## Work task
Starting with the line that contains "ggershinsky: got it, will check a few things" and stopping after the line that contains "ggershinsky: that might", copy the entries below exactly. Include nothing else.

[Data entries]
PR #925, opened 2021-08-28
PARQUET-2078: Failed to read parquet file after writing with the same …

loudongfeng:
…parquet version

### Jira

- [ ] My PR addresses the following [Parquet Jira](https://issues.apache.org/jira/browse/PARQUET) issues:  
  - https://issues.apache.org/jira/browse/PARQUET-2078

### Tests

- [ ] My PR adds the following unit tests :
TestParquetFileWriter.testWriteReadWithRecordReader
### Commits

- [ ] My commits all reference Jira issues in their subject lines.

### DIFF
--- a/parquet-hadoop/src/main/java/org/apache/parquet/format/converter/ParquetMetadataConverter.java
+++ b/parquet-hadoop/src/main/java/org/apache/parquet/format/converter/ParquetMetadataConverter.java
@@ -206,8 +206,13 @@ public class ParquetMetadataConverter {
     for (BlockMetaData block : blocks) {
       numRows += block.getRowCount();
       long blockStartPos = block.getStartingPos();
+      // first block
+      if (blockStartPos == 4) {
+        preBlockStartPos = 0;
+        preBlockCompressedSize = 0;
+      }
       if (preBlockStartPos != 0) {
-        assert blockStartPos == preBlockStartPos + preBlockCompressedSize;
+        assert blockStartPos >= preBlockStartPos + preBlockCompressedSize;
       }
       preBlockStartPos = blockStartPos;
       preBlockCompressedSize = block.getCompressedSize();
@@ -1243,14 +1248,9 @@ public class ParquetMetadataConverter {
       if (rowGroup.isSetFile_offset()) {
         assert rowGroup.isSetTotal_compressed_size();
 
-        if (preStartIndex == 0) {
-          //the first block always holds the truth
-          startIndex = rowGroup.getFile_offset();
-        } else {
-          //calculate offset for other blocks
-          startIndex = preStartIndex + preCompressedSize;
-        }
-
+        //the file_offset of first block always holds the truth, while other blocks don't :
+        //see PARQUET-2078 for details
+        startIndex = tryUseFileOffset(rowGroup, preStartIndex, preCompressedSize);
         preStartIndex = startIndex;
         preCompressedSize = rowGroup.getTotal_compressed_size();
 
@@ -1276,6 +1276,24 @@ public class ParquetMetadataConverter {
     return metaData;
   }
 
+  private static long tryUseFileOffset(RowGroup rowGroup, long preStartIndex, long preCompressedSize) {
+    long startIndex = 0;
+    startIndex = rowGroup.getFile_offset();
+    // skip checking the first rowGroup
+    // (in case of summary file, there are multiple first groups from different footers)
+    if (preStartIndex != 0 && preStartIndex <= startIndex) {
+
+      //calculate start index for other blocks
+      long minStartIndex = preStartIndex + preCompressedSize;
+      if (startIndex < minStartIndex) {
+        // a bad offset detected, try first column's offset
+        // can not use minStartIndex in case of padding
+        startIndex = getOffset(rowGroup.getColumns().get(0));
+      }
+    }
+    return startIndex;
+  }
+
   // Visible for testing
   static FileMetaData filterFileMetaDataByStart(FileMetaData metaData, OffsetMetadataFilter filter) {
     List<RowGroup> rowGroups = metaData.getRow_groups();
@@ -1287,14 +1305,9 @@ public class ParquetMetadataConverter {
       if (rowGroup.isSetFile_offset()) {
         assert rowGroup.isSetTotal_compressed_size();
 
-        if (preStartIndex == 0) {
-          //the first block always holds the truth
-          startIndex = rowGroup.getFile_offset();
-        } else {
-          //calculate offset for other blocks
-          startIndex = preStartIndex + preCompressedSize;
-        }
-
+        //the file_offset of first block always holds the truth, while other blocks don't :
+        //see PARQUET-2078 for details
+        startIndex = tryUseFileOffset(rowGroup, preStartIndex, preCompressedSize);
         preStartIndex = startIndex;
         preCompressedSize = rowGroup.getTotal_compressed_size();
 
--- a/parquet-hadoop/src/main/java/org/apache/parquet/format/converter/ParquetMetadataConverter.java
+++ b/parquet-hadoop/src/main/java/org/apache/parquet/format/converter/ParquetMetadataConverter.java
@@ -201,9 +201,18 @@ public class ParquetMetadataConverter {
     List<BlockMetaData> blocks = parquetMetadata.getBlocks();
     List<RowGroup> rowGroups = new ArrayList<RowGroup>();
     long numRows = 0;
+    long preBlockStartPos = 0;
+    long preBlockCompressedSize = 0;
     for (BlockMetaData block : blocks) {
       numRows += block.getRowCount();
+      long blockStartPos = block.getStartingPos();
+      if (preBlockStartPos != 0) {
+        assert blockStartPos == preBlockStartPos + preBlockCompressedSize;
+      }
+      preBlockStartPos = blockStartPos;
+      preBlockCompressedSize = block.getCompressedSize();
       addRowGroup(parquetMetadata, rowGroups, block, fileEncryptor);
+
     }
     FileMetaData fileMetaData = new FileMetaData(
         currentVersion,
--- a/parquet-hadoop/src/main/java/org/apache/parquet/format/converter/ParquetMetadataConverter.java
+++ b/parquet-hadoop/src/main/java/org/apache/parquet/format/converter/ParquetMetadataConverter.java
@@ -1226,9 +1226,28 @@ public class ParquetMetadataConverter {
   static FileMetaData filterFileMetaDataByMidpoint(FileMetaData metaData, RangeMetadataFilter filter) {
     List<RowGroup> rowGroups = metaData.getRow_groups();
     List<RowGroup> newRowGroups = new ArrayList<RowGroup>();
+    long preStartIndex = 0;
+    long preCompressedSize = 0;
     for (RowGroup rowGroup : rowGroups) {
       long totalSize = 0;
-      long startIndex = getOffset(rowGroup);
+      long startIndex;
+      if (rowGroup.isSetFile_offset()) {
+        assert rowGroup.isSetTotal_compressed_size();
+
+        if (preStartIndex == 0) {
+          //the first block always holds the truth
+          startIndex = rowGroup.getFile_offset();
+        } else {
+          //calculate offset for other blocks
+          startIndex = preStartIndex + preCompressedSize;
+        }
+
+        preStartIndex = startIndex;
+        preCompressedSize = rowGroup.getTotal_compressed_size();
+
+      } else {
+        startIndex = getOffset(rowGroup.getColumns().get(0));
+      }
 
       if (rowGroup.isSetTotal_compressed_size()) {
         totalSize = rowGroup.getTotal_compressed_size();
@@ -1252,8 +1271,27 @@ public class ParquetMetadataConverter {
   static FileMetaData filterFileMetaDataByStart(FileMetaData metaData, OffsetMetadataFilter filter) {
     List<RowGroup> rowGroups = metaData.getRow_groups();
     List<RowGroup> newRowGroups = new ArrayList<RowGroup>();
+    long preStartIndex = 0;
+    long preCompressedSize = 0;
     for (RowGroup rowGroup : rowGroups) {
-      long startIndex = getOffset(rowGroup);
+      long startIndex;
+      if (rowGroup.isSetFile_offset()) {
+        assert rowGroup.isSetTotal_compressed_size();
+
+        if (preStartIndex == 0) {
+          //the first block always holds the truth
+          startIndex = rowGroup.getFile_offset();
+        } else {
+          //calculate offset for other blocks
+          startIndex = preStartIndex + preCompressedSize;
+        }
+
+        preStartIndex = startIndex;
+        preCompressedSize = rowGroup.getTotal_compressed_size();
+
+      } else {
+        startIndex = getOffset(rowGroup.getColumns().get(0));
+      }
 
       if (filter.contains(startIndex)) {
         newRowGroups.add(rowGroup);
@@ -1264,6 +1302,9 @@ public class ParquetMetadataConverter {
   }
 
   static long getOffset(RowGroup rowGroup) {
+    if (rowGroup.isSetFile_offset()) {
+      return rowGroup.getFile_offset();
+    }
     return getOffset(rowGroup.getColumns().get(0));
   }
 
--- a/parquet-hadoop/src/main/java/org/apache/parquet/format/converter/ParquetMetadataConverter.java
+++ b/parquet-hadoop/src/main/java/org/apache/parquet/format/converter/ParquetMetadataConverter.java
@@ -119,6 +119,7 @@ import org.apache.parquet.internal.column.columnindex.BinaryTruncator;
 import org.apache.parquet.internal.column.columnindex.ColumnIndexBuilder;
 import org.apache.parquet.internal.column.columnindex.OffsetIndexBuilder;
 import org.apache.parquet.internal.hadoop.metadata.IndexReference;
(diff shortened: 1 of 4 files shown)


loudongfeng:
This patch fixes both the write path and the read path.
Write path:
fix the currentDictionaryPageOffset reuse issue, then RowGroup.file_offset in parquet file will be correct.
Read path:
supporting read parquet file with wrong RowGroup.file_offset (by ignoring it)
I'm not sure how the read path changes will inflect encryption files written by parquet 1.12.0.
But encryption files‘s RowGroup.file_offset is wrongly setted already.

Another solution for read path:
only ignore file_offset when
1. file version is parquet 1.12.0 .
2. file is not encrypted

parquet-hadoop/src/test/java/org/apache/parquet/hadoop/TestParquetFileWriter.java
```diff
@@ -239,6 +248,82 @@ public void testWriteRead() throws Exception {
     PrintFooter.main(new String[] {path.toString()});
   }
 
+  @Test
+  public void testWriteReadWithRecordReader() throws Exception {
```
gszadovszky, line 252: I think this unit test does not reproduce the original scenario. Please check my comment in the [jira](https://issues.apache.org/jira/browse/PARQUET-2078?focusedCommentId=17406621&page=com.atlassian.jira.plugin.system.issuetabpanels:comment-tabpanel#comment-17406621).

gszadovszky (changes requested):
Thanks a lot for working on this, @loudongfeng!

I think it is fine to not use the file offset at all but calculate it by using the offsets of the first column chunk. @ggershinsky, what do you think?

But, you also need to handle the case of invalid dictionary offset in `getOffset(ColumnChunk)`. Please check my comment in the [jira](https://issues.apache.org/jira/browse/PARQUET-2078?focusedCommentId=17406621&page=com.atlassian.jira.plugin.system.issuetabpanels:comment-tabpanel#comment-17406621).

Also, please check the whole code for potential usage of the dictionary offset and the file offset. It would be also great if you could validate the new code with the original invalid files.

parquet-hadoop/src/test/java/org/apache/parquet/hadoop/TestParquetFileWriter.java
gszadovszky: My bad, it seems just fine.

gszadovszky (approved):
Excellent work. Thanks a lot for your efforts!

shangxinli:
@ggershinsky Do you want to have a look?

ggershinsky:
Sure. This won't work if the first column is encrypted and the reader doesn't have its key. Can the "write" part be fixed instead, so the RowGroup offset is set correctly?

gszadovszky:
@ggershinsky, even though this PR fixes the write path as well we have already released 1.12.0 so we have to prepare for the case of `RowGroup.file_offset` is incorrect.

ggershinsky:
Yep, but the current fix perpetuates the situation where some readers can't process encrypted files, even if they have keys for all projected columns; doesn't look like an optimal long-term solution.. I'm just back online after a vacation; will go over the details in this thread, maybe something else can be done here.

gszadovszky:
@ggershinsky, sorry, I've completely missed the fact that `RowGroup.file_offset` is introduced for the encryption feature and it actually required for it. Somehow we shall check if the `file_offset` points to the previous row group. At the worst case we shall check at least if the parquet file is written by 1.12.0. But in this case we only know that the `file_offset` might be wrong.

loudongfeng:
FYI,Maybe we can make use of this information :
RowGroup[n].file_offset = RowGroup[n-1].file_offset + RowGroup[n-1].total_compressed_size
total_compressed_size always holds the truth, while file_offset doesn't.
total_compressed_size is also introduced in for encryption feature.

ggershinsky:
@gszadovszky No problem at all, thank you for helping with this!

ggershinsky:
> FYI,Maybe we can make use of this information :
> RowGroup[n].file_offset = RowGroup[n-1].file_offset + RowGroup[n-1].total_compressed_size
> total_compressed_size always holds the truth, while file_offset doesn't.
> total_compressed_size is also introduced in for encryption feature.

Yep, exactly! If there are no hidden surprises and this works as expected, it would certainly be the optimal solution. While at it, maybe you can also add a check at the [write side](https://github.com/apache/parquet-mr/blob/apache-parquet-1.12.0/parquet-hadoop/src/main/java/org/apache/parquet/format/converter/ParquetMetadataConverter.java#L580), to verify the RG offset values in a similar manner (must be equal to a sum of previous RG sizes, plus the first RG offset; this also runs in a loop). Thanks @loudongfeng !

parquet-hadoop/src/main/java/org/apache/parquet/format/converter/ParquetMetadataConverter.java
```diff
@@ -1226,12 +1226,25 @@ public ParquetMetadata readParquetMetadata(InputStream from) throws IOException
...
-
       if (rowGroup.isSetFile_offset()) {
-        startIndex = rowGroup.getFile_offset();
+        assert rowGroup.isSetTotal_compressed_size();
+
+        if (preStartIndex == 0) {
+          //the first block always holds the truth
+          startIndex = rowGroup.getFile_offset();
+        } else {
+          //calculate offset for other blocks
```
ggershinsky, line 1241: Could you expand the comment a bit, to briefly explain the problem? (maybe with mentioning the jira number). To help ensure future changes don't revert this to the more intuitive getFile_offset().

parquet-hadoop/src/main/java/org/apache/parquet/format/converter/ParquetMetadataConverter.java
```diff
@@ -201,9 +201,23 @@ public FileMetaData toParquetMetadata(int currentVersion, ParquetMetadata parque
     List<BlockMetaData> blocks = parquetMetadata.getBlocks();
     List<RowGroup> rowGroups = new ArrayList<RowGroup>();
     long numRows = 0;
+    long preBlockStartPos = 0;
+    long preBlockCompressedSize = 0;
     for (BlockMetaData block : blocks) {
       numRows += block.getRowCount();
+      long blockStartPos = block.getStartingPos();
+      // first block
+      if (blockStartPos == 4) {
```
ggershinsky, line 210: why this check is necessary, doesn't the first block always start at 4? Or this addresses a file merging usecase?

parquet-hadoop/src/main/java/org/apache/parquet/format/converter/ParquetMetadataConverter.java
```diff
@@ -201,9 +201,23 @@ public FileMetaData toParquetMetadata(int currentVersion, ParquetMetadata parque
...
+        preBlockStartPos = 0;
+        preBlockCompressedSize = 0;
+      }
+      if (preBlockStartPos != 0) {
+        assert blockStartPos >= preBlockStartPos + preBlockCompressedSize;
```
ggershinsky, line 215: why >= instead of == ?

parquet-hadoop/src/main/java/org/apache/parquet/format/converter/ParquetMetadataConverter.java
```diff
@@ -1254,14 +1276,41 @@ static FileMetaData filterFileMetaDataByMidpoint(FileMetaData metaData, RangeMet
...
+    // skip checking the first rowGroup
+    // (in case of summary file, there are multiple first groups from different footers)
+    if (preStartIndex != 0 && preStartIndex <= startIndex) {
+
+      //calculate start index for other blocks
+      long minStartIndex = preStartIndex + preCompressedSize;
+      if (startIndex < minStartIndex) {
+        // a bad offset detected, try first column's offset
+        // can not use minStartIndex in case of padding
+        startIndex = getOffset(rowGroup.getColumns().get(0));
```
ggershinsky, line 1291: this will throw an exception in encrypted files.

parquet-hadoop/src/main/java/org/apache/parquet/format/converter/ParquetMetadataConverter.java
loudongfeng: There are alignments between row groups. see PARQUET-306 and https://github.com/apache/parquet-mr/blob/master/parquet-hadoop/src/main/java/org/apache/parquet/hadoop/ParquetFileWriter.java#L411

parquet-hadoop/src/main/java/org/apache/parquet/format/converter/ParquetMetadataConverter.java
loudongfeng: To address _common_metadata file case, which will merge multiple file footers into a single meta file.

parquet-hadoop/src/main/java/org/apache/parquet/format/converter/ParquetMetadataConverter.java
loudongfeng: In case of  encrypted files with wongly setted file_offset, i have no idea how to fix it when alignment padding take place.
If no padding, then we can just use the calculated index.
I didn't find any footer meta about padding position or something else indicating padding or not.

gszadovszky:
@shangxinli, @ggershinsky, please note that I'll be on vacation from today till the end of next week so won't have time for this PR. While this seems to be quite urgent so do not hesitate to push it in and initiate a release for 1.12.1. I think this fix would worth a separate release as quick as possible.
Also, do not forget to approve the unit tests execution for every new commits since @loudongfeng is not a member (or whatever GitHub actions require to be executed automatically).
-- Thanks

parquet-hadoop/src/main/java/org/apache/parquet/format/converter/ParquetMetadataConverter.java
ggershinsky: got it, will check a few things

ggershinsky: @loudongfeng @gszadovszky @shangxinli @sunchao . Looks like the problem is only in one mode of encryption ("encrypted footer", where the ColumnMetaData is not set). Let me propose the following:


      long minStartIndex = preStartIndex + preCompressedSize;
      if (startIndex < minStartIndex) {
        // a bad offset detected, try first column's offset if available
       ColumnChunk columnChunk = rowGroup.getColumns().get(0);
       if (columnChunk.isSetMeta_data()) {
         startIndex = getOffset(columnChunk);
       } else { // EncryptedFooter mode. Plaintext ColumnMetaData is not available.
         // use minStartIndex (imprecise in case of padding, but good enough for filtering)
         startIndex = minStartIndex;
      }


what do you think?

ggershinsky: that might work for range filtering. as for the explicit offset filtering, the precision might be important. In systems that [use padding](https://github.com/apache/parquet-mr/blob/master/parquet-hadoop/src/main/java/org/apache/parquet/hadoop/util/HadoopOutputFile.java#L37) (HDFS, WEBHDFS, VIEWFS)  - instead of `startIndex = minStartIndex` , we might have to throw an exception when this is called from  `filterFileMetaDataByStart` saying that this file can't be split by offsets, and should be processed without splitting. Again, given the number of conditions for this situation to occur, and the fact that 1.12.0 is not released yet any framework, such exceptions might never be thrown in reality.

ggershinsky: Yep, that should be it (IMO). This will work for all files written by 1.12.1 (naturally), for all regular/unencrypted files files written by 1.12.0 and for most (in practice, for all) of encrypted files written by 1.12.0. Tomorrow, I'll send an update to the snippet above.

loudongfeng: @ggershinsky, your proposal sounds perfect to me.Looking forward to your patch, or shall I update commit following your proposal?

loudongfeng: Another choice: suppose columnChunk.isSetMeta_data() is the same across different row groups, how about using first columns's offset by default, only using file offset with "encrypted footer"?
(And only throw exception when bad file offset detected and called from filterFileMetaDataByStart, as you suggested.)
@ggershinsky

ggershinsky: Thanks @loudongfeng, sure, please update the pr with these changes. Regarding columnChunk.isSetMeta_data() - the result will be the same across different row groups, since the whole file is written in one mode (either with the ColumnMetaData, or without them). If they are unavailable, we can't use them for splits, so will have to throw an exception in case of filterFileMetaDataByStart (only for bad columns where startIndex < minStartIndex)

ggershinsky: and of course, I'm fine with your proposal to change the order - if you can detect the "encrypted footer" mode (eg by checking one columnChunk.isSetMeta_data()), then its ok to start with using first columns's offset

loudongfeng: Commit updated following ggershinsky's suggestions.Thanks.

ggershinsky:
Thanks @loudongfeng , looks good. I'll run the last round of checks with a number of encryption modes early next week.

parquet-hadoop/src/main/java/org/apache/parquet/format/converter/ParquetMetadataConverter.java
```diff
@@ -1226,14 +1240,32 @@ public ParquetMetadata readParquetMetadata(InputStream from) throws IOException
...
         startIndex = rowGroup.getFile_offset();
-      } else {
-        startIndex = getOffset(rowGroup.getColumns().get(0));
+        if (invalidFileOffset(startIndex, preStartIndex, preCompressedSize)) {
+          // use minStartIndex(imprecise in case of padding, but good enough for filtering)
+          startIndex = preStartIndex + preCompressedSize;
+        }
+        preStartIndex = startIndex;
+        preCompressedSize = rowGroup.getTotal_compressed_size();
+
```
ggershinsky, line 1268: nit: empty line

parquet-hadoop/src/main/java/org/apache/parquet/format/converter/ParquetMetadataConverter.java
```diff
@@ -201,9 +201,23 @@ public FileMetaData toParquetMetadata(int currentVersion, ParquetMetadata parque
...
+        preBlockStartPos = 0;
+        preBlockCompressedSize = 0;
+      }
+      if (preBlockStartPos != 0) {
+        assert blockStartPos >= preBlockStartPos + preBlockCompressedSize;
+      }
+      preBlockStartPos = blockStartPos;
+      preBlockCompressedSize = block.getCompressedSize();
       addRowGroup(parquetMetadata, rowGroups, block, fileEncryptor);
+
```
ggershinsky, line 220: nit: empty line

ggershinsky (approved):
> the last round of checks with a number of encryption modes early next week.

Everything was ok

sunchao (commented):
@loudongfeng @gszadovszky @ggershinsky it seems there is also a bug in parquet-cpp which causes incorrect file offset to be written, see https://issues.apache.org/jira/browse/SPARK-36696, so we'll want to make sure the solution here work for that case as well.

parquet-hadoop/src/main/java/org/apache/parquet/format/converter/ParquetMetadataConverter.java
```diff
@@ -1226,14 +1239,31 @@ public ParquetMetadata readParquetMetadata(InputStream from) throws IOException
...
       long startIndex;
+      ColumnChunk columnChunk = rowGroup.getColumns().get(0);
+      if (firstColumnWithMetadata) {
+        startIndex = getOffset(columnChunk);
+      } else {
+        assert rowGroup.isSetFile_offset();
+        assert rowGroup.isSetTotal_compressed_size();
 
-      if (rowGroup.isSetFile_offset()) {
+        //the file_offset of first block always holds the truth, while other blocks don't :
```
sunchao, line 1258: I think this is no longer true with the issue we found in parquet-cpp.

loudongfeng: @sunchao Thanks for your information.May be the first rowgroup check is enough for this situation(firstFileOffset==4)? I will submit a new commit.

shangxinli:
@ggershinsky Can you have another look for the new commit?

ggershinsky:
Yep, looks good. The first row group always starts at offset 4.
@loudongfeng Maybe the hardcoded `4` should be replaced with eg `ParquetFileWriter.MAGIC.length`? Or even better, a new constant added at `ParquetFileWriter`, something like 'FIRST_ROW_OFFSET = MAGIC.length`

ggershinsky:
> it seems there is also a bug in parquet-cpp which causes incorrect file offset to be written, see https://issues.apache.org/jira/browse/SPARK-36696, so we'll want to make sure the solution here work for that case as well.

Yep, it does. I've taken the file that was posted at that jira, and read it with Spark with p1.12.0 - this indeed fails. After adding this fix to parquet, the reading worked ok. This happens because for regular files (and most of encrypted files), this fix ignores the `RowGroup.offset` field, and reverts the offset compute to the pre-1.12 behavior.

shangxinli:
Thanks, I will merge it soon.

## Finished exercise
ggershinsky: got it, will check a few things

ggershinsky: @loudongfeng @gszadovszky @shangxinli @sunchao . Looks like the problem is only in one mode of encryption ("encrypted footer", where the ColumnMetaData is not set). Let me propose the following:


      long minStartIndex = preStartIndex + preCompressedSize;
      if (startIndex < minStartIndex) {
        // a bad offset detected, try first column's offset if available
       ColumnChunk columnChunk = rowGroup.getColumns().get(0);
       if (columnChunk.isSetMeta_data()) {
         startIndex = getOffset(columnChunk);
       } else { // EncryptedFooter mode. Plaintext ColumnMetaData is not available.
         // use minStartIndex (imprecise in case of padding, but good enough for filtering)
         startIndex = minStartIndex;
      }


what do you think?

ggershinsky: that might work for range filtering. as for the explicit offset filtering, the precision might be important. In systems that [use padding](https://github.com/apache/parquet-mr/blob/master/parquet-hadoop/src/main/java/org/apache/parquet/hadoop/util/HadoopOutputFile.java#L37) (HDFS, WEBHDFS, VIEWFS)  - instead of `startIndex = minStartIndex` , we might have to throw an exception when this is called from  `filterFileMetaDataByStart` saying that this file can't be split by offsets, and should be processed without splitting. Again, given the number of conditions for this situation to occur, and the fact that 1.12.0 is not released yet any framework, such exceptions might never be thrown in reality.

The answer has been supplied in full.